Otra de las tendencias que despunta en el sector es la "etiqueta chip", la radiofrecuencia digital.

La "etiqueta chip" sólo ofrecerá soluciones parciales y no hará desaparecer el código de barras, al menos por el momento. Existe un problema de costes: nadie va a ponerle un chip a un pack de botellas de agua.

¿Qué coste añadido tendría?

Podemos estar hablando de 30 céntimos de euro más por unidad.

 

¿Cree que sólo funcionará con productos de alto valor añadido?

En estos momentos, sin duda. Pero es que existe otro problema: el uso del código de barras está tan extendido que reemplazarlo por otro sistema va a ser complicadísimo. Sólo sería posible si surgiera una herramienta que fuese barata y que, además, hiciese ganar más dinero a los clientes.

Hoy en día cualquier necesidad de codificación se solventa fácilmente con códigos de barras tradicionales o con los bidimensionales. Los bidimensionales, que están formados por muchos códigos de barras, pueden contener hasta 2.000 caracteres de información estandarizada, con lo que también tienen capacidad para transportar el EDI, fotos o un catálogo entero para describir una mercancía peligrosa, por ejemplo.

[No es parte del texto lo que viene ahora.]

PR #113, opened 2020-07-22
Clarify documentation for Set{Task,Exec}Label

yulicrunchy:
In Go, there are no guarantees which goroutine runs in which thread.
It is therefore important to wrap calls to Set{Task,Exec}Label with
runtime.LockOSThread() and runtime.UnlockOSThread() to ensure reliable
behavior of goroutine labeling.

### DIFF
--- a/go-selinux/selinux.go
+++ b/go-selinux/selinux.go
@@ -63,8 +63,12 @@ func FileLabel(fpath string) (string, error) {
 	return fileLabel(fpath)
 }
 
-// SetFSCreateLabel tells kernel the label to create all file system objects
-// created by this task. Setting label="" to return to default.
+// SetFSCreateLabel tells the kernel what label to use for all file system objects
+// created by this task.
+// Set the label to an empty string to return to the default label. Calls to SetFSCreateLabel
+// should be wrapped in runtime.LockOSThread()/runtime.UnlockOSThread() until file system
+// objects created by this task are finished to guarantee another goroutine does not migrate
+// to the current thread before execution is complete.
 func SetFSCreateLabel(label string) error {
 	return setFSCreateLabel(label)
 }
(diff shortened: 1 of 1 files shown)


rhatdan:
There are more calls then just these that need your comment.

Also you need to sign your PR.
git commit -a --amend -s
git push --force

rhatdan:
SetFSCreateLabel(label string)
SetExecLabel
SetTaskLabel
SetSocketLabel
SetKeyLabel

rhatdan:
LGTM
@kolyshkin @mrunalp @thaJeztah @crosbymichael PTAL

go-selinux/selinux.go
```diff
@@ -63,8 +63,11 @@ func FileLabel(fpath string) (string, error) {
 	return fileLabel(fpath)
 }
 
-// SetFSCreateLabel tells kernel the label to create all file system objects
-// created by this task. Setting label="" to return to default.
+// SetFSCreateLabel tells the kernel the label to create all file system objects
+// created by this task. Set label="" to return to the default label. Calls to SetFSCreateLabel
+// should be wrapped in runtime.LockOSThread()/runtime.UnlockOSThread() until file system
+// objects created by this task are finished to guarantee another goroutine does not migrate
+// to the current thread before execution is complete.
```
thaJeztah, line 70: Not a blocker (as it was already a bit confusing), but the first line is a bit hard to grasp. Perhaps something like;

```suggestion
// SetFSCreateLabel tells the kernel what label to use for all file system objects created by this task.
// Set label to an empty string to return to the default label. Calls to SetFSCreateLabel
// should be wrapped in runtime.LockOSThread()/runtime.UnlockOSThread() until file system
// objects created by this task are finished to guarantee another goroutine does not migrate
// to the current thread before execution is complete.
```

(suggestions welcome! /cc @rhatdan)

rhatdan:
@yulicrunchy Please take @thaJeztah input and then we can merge.

thaJeztah:
LGTM

thaJeztah:
@rhatdan @kolyshkin PTAL

rhatdan:
Thanks @yulicrunchy.  This is an issue that often trips people up, including me.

La novedad tecnológica siempre se paga cara. Posteriormente, lo habitual es que el precio de mercado de los productos con tecnología tienda a la baja...

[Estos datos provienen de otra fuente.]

PR #115, opened 2020-08-12
travis: add go 1.15, rm unsupported versions

kolyshkin:
Since go 1.15 is out, go 1.13 is no longer supported.

### DIFF
--- a/.travis.yml
+++ b/.travis.yml
@@ -1,7 +1,7 @@
 language: go
 go:
-  - 1.12.x
-  - 1.13.x
+  - 1.14.x
+  - 1.15.x
   - tip
 
 before_install:


rhatdan:
LGTM
@mrunalp @saschagrunert @thaJeztah @vrothberg PTAL

thaJeztah:
Would it be possible to keep 1.13 for a short while? Go 1.14 has proven to be a problematic release, and while downstream projects will upgrade to Go 1.15 (which fixes most of the issues with Go 1.14), not all project have migrated yet (and may wait for the first patch release of Go 1.15 in case there's regressions).

> change the go.mod version too.

IIRC, setting a higher go version in go.mod will result in consumers of the package to no longer being able to build, correct? If so, I wonder if we should be somewhat conservative there as well, and not _restrict_ older versions (unless we have specific reasons to not allow other versions).

saschagrunert:
> > change the go.mod version too.
> 
> IIRC, setting a higher go version in go.mod will result in consumers of the package to no longer being able to build, correct? If so, I wonder if we should be somewhat conservative there as well, and not _restrict_ older versions (unless we have specific reasons to not allow other versions).

I think the version is more an indicator to the module system if there are some changes needed to the vendored sources or go.mod/sum. It does not restrict the build as far as I know,.

thaJeztah:
> I think the version is more an indicator to the module system if there are some changes needed to the vendored sources or go.mod/sum. It does not restrict the build as far as I know,.

Ah, looks like that may have been a bug in Go < 1.11.4 https://github.com/golang/go/issues/30446#issuecomment-468029913 (see https://github.com/golang/go/commit/e32203f647370897c6a28018c16cfd9584849569)

I wonder if they start enforcing at some point though (same as they started enforcing the import paths for Go 1.13 and up 🤔)

rhatdan:
Well if this becomes a problem we can always revert.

Pero sólo si hay consumo. ¿Y cómo le dices a un industrial que gasta 100.000 etiquetas, que en lugar de gastarse tres céntimos se gaste 30? La esperanza para esta tecnología era su incorporación en las etiquetas con que se facturan las maletas en los aeropuertos, porque un cliente sí que puede pagar 30 céntimos más por un billete de avión. Sin embargo, aunque el sistema se probó con British Airways, no llegó a implantarse, porque el problema de la seguridad no está resuelto.

Ahora se está intentando controlar la seguridad por medio de las etiquetas bidimensionales, que incorporan una foto del pasajero hecha en el mismo instante en que se expide la tarjeta de embarque. De este modo, esté dónde esté el pasajero, con un lector de código de barras siempre se puede leer la información y ver la fotografía adjunta codificada en la tarjeta. Esta opción se está empezando a aplicar en el aeropuerto de Nueva York.

Me gustaría incidir en la falta de seguridad de los chips. Estamos rodeados de ellos.

Un chip no es seguro, porque electrónicamente puede ser modificado, por mucho que lleve un plástico encima. En cambio, un código de barras, al estar impreso, resulta evidente si ha sufrido manipulaciones.

De todos modos, el chip y el código de barras no son comparables; no juegan dentro de la misma liga. Un chip puede servir para ponérselo a una vaca, por ejemplo, de modo que cuando se acerque a comer salga el pienso adecuado para ese tipo de animal.

¿Qué sectores apuestan por el código de barras bidimensional?

Puede aplicarse en cualquier sector. Aparte del bajo coste y la seguridad, su utilización tiene otras ventajas: con una sola lectura llenas un albarán entero con todos los datos (cliente, producto, número de piezas, etc.), mientras que con el tradicional hay que leer cada una de esas informaciones.